Le set-point (tel que décrit par exemple dans les travaux du Dr Jean-Philippe Zermati), c’est notre poids d’équilibre, notre poids de forme. Tout le monde en a un, et il est extrêmement bien calibré. C’est le poids exact auquel notre corps peut se maintenir absolument sans effort, et où toutes ses fonctions vitales opèrent parfaitement. Lorsque nous ne soumettons plus notre alimentation à aucune forme de contrôle, c’est aussi le poids auquel le corps retourne naturellement. S’il y a surpoids, l’appétit baisse sans peine jusqu’à ce que l’équilibre soit retrouvé ; inversement, en cas de sous-poids, l’appétit augmente pour les mêmes raisons.

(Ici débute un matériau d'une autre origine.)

PR #1581, opened 2024-03-01
[xdoc] Fix guards on XDOC `extend-links-fal`

mister-walter:
The guards on the `extend-links-fal` function in `books/xdoc/importance.lisp` were inconsistent with comments in that file, and the actual types of arguments that were being passed in. This caused `xdoc::save` to fail for me. I updated the guards so that they are consistent with comments and the actual types of arguments being passed in.

I'm not 100% sure why this wasn't caught by anyone else previously - maybe something about the environment in which I call `xdoc::save`?

### DIFF
--- a/books/xdoc/importance.lisp
+++ b/books/xdoc/importance.lisp
@@ -185,8 +185,8 @@
    targets   ; string list, keys of the pages linked to from source
    links-fal ; the fal being constructed
    )
-  (declare (xargs :guard (and (stringp source)
-                              (symbol-listp targets))))
+  (declare (xargs :guard (and (symbolp source)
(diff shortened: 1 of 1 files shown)


ericwhitmansmith:
BTW, I tried doing (set-guard-checking :all) before building the manual, and it does cause the guard violation that Andrew is seeing and that his patch fixes.

ericwhitmansmith:
Okay, I was able to build the whole manual with the patch, even with (set-guard-checking :all).  So I am going to merge this.

ericwhitmansmith:
Nevermind.  Matt merged it an hour ago.

PR #1583, opened 2024-03-02
[Std/osets] Rename `empty` to `emptyp`.

acoglio:
The new name is in line with the typical Lisp/ACL2 convention for predicates. The old name has caused confusion to some users/readers.

This change was proposed some time ago on the ACL2 Books mailing list, and there were no objections.


ericwhitmansmith:
Seems like a good change to me!  And the changes to my files look good.

solswords (approved):

PR #1588, opened 2024-03-08
[xdoc] Part 1 of XDOC fancy viewer improvements

mister-walter:
This PR contains the first batch of improvements to XDOC's fancy viewer implementation. I am submitting these improvements in smaller batches to (hopefully) reduce the burden on anyone reviewing these changes.

This batch contains a fix to long-broken Google Fonts links and contains minor updates to the list of allowed entities (see the [Entities XDOC topic](https://www.cs.utexas.edu/users/moore/acl2/manuals/current/manual/?topic=XDOC____ENTITIES)). This PR should not change the functionality of XDOC's fancy viewer.

The bulk of this PR consists of refactoring of the `xdata` and `xindex` data structures as well as the code surrounding XSLT, in preparation for additional refactoring of the main XDOC viewer code. I added JSDoc-style documentation to the majority of the functions that I added or substantially changed.

I removed two libraries:
- LazyLoad.js, which is unmaintained and was easy enough to get rid of
- jquery.base64.js, which was easily replaced with JavaScript's built-in `atob` function. `atob` has been supported for a while now, and was introduced prior to some of the problematic features listed in **Browser Support Changes** in any case.

### Browser Support Changes
The changes I have made here have resulted in dropped support for Internet Explorer 11 and below, Chrome v41 and lower, Safari 10 and lower, Edge 13 and lower, and Firefox 44 and lower. The problematic features for supporting earlier browser versions are:
- [The Fetch API](https://developer.mozilla.org/en-US/docs/Web/API/Fetch_API)
- [Promises](https://developer.mozilla.org/en-US/docs/Web/JavaScript/Reference/Global_Objects/Promise)
- `const` and `let`

I think that the Fetch API is the "least supported" of the above features, and[ the browser data from caniuse.com](https://caniuse.com/fetch) indicates that 97.31% of the users users tracked by caniuse use browsers with support for the Fetch API.

It may be possible to polyfill Fetch and Promises (that is, load a library that provides these features on older browsers), but this is not possible for `const` and `let`. We could instead add a transpilation step using something like [Babel](https://babeljs.io/) to translate the XDOC fancy viewer source code into something that works on older browsers.

If supporting these old browser versions is highly valued, I can look into eliminating the usage of the above features, though there is a readability cost to doing so. I hope to eliminate the use of JQuery at some point in the future, which is much easier to do if I have access to more modern JavaScript functionality.


ericwhitmansmith:
Thanks for doing this!  I am probably not qualified to review the javascript changes, but I did have a question about browser compatibility.  I seems that we are only losing support for browers older than the 2015-2016 timeframe.  Is that right?  If so, that seems fine with me as browsers that old should probably not be used for security reasons anyway.

MattKaufmann:
I see that you changed function wrapXdocFragment in file
books/xdoc/fancy/xslt.js.  A comment just above its definition is as
follows, but it doesn't look like you made changes as suggested in
that comment.

```
// Warning: Keep this in sync with *entity-strings* and
// *entitytok-as-plaintext-fal* in ../parse-xml.lisp,
// *xml-entity-stuff* in ../prepare-topic.lisp, and
// (defxdoc entities ...) in topics.lisp.
```

solswords:
Thanks for working on this! I'm in favor of modernizing the javascript and getting rid of unnecessary library dependencies, etc., and I'm not too broken up about losing support for 8+-year-old browsers.  I imagine you're aware of both ways of serving xdoc pages, described in [this topic](https://www.cs.utexas.edu/users/moore/acl2/manuals/current/manual/?topic=XDOC____DEPLOYING-MANUALS) -- serving all the data at once vs serving it lazily from a SQLite database.  Have you tested your changes with both types of servers?

mister-walter:
@MattKaufmann thanks for pointing that out - I've converted this PR to a draft until I ensure all the entity data is in sync.

mister-walter:
@solswords I tested in three ways:
- Loading a built manual directly (e.g. by using "Open File" in a browser)
- Loading a built manual via a local HTTP server
- Loading a built manual, while pointing it at the `https://www.cs.utexas.edu/users/moore/acl2/manuals/current/manual/xdataget.cgi` server. This requires some finagling to get around CORS issues (I use the "CORS Everywhere" Firefox add-on).

I haven't deployed the Perl server locally yet for additional testing. I probably will want to do that at some point, so I might as well do this now.

mister-walter:
I have made sure the entity data is in sync across the various locations mentioned in that comment in the `xslt.js` file, and I also added a Dockerfile that makes it easier to run an XDOC server locally for testing. Should be ready for review.

mister-walter:
The main place where the entity data needed updating was `xdata2html.pl`, indeed the rest of the locations were in-sync (modulo the reordering to make it easier to compare across them)

MattKaufmann:
Ah, thanks for the explanation.  It makes me wonder if a similar "Keep in sync" comment should be added in other places.  My head's not in this, but if you think that makes sense and care to add such comments, that would be great.

mister-walter:
Great point, I'll add `xdata2html.pl` as one of the files that should be updated to the comments in the other places where entity data is specified.

mister-walter:
I updated those comments to refer to `xdata2html.pl` as well.

MattKaufmann:
Excellent; thank you!  Does anyone object to accepting this pull request?  (I don't know enough about the "fancy" manual to be someone who is suitable to review it.)

mister-walter:
I deployed the version of the fancy manual in this PR at http://xdoc.atwalter.com/. This deployment uses the lazy SQLite serving of topics. I will ensure that this deployment is kept up-to-date with my future XDOC PRs.

mister-walter:
Let me know if there's anything I can do to push this PR along/make it easier to review!

MattKaufmann:
On March 13 I commented, "Does anyone object to accepting this pull request?"  Nobody has objected, so I plan to accept it tomorrow or Wednesday if nobody objects first.  As I commented earlier, I'm not a suitable reviewer; however, I see that Sol has done some testing and that's good enough for me if nobody objects.

solswords:
I wasn't the one who tested it, but I'm fine with accepting.

MattKaufmann:
Oops.  I see now that it was Drew who did the testing -- anyhow, I'm still happy to accept the pull request.

PR #1591, opened 2024-04-25
[acl2s] Replace ACL2s' PRNG with the Thrust PRNG

mister-walter:
I replaced the PRNG used by ACL2s with the Thrust PRNG, which is designed to work with 63-bit state (the seed) and 64-bit outputs. My implementation is an adaptation of Tommy Ettinger's C implementation, which Tommy dedicated to the public domain. The implementation is here: https://gist.github.com/tommyettinger/e6d3e8816da79b45bfe582384c2fe14a

Some quick-and-dirty benchmarking indicates that this implementation is about 2x faster than the previous one.

I also needed to update some of the theorems that were being proved about `genrandom-seed` and `genrandom-state`, as they often used `car` to access the first element of the MV that those functions return. I replaced `car` with `mv-nth 0` in those theorems, which eliminated failures that were occurring in random-state.lisp.

I tested this on Linux x86-64 with SBCL 2.4.3. I will mark this PR as a draft until my local regression-all completes.

### DIFF
--- a/books/acl2s/defdata/random-state-basis1.lisp
+++ b/books/acl2s/defdata/random-state-basis1.lisp
@@ -8,18 +8,16 @@
 (set-verify-guards-eagerness 2)
 (include-book "std/util/bstar" :dir :system)
 (include-book "acl2s/utilities" :dir :system)
+(include-book "ihs/basic-definitions" :dir :system)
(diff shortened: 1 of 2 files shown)


mister-walter:
This passed `regression-everything` on SBCL and `regression` on CCL on Linux.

Ce qui est à l’œuvre ici, n’a rien de magique : il s’agit du principe d’homéostasie, qui est la capacité qu’a tout organisme vivant à se réguler lui-même, et à revenir à ses valeurs d’équilibre lorsqu’il n’est plus soumis à des perturbations (pression artérielle ou température corporelle en sont des exemples flagrants).
Ce que veut notre corps en vérité, ce n’est pas grossir indéfiniment, mais que nous lui « fichions la paix » pour se stabiliser naturellement à son poids de forme.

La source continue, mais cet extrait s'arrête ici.